Items from a data source:
┏━━

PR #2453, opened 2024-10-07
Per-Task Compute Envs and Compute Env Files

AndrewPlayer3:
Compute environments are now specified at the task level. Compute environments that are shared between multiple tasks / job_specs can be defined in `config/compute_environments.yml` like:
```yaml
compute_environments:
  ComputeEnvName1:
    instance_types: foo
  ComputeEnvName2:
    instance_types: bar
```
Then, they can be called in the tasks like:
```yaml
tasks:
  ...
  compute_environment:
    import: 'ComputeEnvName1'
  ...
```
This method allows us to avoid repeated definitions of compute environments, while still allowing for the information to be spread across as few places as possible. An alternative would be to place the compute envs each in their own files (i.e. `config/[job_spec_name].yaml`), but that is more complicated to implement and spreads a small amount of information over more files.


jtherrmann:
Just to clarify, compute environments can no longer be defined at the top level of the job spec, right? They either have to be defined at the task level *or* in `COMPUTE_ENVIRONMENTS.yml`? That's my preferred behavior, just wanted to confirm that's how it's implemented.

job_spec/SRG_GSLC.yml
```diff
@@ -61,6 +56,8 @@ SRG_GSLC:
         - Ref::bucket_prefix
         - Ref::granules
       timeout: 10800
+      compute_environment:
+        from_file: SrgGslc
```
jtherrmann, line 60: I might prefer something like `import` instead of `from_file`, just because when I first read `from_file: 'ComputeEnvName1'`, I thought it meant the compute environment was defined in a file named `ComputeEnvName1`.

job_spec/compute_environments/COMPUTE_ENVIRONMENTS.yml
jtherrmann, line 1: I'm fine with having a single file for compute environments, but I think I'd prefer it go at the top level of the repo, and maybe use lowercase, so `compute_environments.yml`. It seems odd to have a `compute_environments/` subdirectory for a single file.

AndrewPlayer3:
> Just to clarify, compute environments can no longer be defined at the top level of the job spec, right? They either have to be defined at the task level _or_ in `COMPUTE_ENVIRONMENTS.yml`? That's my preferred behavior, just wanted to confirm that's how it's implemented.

┗━━
┏━━

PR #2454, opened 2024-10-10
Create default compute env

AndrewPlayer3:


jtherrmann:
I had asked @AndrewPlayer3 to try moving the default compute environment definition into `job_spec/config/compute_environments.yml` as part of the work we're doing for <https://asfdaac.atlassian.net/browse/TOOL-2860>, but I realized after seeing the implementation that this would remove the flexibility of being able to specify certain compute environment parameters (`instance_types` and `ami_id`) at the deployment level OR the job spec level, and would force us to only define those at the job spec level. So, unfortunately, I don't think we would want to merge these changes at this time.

┗━━

> **Work item**:
Return only the number of lines above in which the string "import" occurs.

> **Response to the task**:
2